PR #63, opened 2022-02-07
Add prod PATh facility choice to POOL (SOFTWARE-5004)

brianhlin:
Verified that condor started up (I didn't have OSPool tokens handy) when setting `POOL` to nothing, `prod-ospool`, and `itb-ospool` were set. @ddavila0 is working on cm-2 for the PATh facility so that doesn't seem to work quite yet

### DIFF
--- a/10-setup-htcondor.sh
+++ b/10-setup-htcondor.sh
@@ -277,7 +277,9 @@ elif [[ $POOL =~ (itb|prod)-ospool ]]; then
     CCB_SUFFIX="9619?sock=collector$(random_range 1 6)"
 fi
 
-# Append the CCB suffix to each host in CONDOR_HOST
+# Append the CCB suffix to each host in CONDOR_HOST, e.g.
+# "cm.school.edu:10576", or
+# "cm-1.ospool.osg-htc.org:9619?sock=collector6,cm-2.ospool.osg-htc.org:9619?sock=collector6"
 if [[ -n $CCB_RANGE_LOW && -n $CCB_RANGE_HIGH ]] ||
        [[ $POOL =~ (itb|prod)-ospool ]]; then
     CCB_ADDRESS=$(python -Sc "import re; \
--- a/10-setup-htcondor.sh
+++ b/10-setup-htcondor.sh
@@ -168,15 +168,6 @@ rm -rf /pilot/{log,rsyslog}
 mkdir -p /pilot/{log,log/log,rsyslog,rsyslog/pid,rsyslog/workdir,rsyslog/conf}
 touch /pilot/log/{Master,Start,Proc,SharedPort,XferStats,log/Starter}Log /pilot/log/StarterLog{,.testing}
 
-# Configure remote peer if applicable
-if [[ "x$SYSLOG_HOST" == "x" ]]; then
-    if is_true "$ITBPOOL"; then
-        SYSLOG_HOST="syslog.osgdev.chtc.io"
-    else
-        SYSLOG_HOST="syslog.osg.chtc.io"
-    fi
-fi
-
 # Set some reasonable defaults for the token registry.
 if [[ "x$REGISTRY_HOST" != "x" ]]; then
     REGISTRY_HOSTNAME="$REGISTRY_HOST"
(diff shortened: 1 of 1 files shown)


10-setup-htcondor.sh
```diff
@@ -228,23 +219,64 @@ EOF
...
+
+# Don't assume a CCB unless they specify CCB_RANGE_LOW or CCB_RANGE_HIGH
+if [[ -n $CCB_RANGE_LOW ]] || [[ -n $CCB_RANGE_HIGH ]]; then
     CCB_PORT=$(python -S -c "import random; print(random.randrange($CCB_RANGE_LOW,$CCB_RANGE_HIGH+1))")
-    CCB_ADDRESS="\$(CONDOR_HOST):$CCB_PORT"
-else
-    CCB_COLLECTOR=$(python -S -c "import random; print(random.randrange(1,6))")
-    CCB_ADDRESS="${OSPOOL_CM1}:9619?sock=collector$CCB_COLLECTOR,${OSPOOL_CM2}:9619?sock=collector$CCB_COLLECTOR"
+    if [[ $POOL =~ (itb|prod)-ospool ]]; then
+        CCB_PORT="9619?sock=collector$CCB_PORT"
```
matyasselmeci, line 275: Whatever this is, it is not a port.

I'm really having trouble following this code or figuring out what comes out of it. IMO it's OK to repeat yourself if it enhances clarity.

10-setup-htcondor.sh
```diff
@@ -228,23 +219,64 @@ EOF
...
+# POOL CONFIGURATION #
+######################
+
+# Default to the production OSPool
+POOL=${POOL:=prod-ospool}
+
+case ${POOL} in
+    itb-ospool)
+        CCB_RANGE_LOW=1
+        CCB_RANGE_HIGH=5
```
matyasselmeci, line 233: Where did `CCB_RANGE_LOW` and `CCB_RANGE_HIGH` come from before this change?

10-setup-htcondor.sh
```diff
@@ -228,23 +219,64 @@ EOF
...
 
-# extra HTCondor config
-# if CCB_RANGE_* is set, use the old config, otherwise assume OSPool with shared port
-if [[ "x$CCB_RANGE_LOW" != "x" ]]; then
+# Configure remote peer if applicable
+SYSLOG_HOST=${SYSLOG_HOST:-$default_syslog_host}
+
+
+# Don't assume a CCB unless they specify CCB_RANGE_LOW or CCB_RANGE_HIGH
+if [[ -n $CCB_RANGE_LOW ]] || [[ -n $CCB_RANGE_HIGH ]]; then
```
matyasselmeci, line 272:
```suggestion
# Don't assume a CCB unless they specify CCB_RANGE_LOW and CCB_RANGE_HIGH
if [[ -n $CCB_RANGE_LOW && -n $CCB_RANGE_HIGH ]]; then
```

10-setup-htcondor.sh
brianhlin: We didn't set it before per se but the values came from https://github.com/opensciencegrid/osgvo-docker-pilot/pull/63/files#diff-8dbb461a6753f09dffe3e11c79e48c6e7b194d2392514fd4024b7fbbbd435b5aL245

10-setup-htcondor.sh
brianhlin: Does the most recent commit make it clearer?

matyasselmeci: Not really, and it was more readable when you set the CCB low/high in the `case` statement.

Perhaps you could add an example of what the string is expected to look like?

brianhlin: Added and just reworked the tortured logic. Should be clearer now.

10-setup-htcondor.sh
```diff
@@ -228,23 +225,66 @@ EOF
...
-if [[ "x$CCB_RANGE_LOW" != "x" ]]; then
-    CCB_PORT=$(python -S -c "import random; print(random.randrange($CCB_RANGE_LOW,$CCB_RANGE_HIGH+1))")
-    CCB_ADDRESS="\$(CONDOR_HOST):$CCB_PORT"
-else
-    CCB_COLLECTOR=$(python -S -c "import random; print(random.randrange(1,6))")
-    CCB_ADDRESS="${OSPOOL_CM1}:9619?sock=collector$CCB_COLLECTOR,${OSPOOL_CM2}:9619?sock=collector$CCB_COLLECTOR"
+# Configure remote peer if applicable
+SYSLOG_HOST=${SYSLOG_HOST:-$default_syslog_host}
+
+if [[ -n $CCB_RANGE_LOW && $CCB_RANGE_HIGH ]]; then
```
matyasselmeci, line 270:
```suggestion
if [[ -n $CCB_RANGE_LOW && -n $CCB_RANGE_HIGH ]]; then
```

10-setup-htcondor.sh
```diff
@@ -228,23 +225,66 @@ EOF
...
+    # e.g., cm.school.edu:10576
+    CCB_SUFFIX=$(random_range "$CCB_RANGE_LOW" "$CCB_RANGE_HIGH")
+elif [[ $POOL =~ (itb|prod)-ospool ]]; then
+    # Choose a random OSPool collector for CCB
+    # e.g., cm-1.ospool.osg-htc.org:9619?sock=collector3
+    CCB_SUFFIX="9619?sock=collector$(random_range 1 6)"
 fi
+
+# Append the CCB suffix to each host in CONDOR_HOST
+if [[ -n $CCB_RANGE_LOW && $CCB_RANGE_HIGH ]] ||
```
matyasselmeci, line 281:
```suggestion
if [[ -n $CCB_RANGE_LOW && -n $CCB_RANGE_HIGH ]] ||
```

10-setup-htcondor.sh
```diff
@@ -228,23 +225,66 @@ EOF
...
+       [[ $POOL =~ (itb|prod)-ospool ]]; then
+    CCB_ADDRESS=$(python -Sc "import re; \
+print(','.join([cm + ':$CCB_SUFFIX' \
+for cm in re.split(r'[\s,]+', '$CONDOR_HOST')]))")
```
matyasselmeci, line 285: Can you add an example of what this looks like?

brianhlin: Done!

matyasselmeci: Thanks!

matyasselmeci (approved):

PR #65, opened 2022-02-25
Relax GPU start/rank expressions so that a container will run jobs ev…

rynge:
…en if there are no GPU jobs in the pool, but still prefer GPU jobs if available

### DIFF
--- a/50-main.config
+++ b/50-main.config
@@ -53,14 +53,15 @@ GLIDEIN_ContainerTag = "@CONTAINER_TAG@"
 STARTD_ATTRS = $(STARTD_ATTRS) GLIDEIN_Country GLIDEIN_Site GLIDEIN_ResourceName WorkerGroupName IsOsgVoContainer GLIDEIN_ContainerTag
 
 # only accept new work for a while, for validated nodes and jobs with project name set
-# On GPU nodes, CPU only jobs are only allowed after all GPUs are in use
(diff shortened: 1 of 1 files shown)


matyasselmeci (approved):
LGTM.

dsschult:
I personally dislike this policy, since it's very likely for CPU jobs to steal all the GPUs in a pool, and then they won't be available when a GPU job comes along.  At least, we tried this initially with IceCube's private pool, and quickly moved to reserve a core for each GPU and only run GPU jobs on those.

matyasselmeci:
Can we add preemption of CPU jobs by GPU jobs perhaps?

rynge:
Preemption is certainly a solution - I think it might be disabled pool wide of the OSPool, but I'm happy to work on that bit. 

Another solution would be to create a flag the admin can set to control which behavior they prefer.

Yet another option would be to have "flavors" of the image, that is different tags for the different behaviors. I think this would be confusing. I would lean towards the flag shortterm, and the preemption longterm.

dsschult:
> I would lean towards the flag shortterm, and the preemption longterm.

I'd agree to that.

rynge:
Ok, I will make a new PR

bbockelm:
One trick we have used before is to have the slot go to CPU jobs only if the GPU has remained idle for 15 minutes.

PR #68, opened 2022-03-22
Also set CCB for the prod PATh facility

brianhlin:


matyasselmeci (approved):

matyasselmeci:
Just mash retry until it passes!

• [What the task requires]: Count every line of the entries that includes "elif", and say the number alone.

• [Exercise result]: 2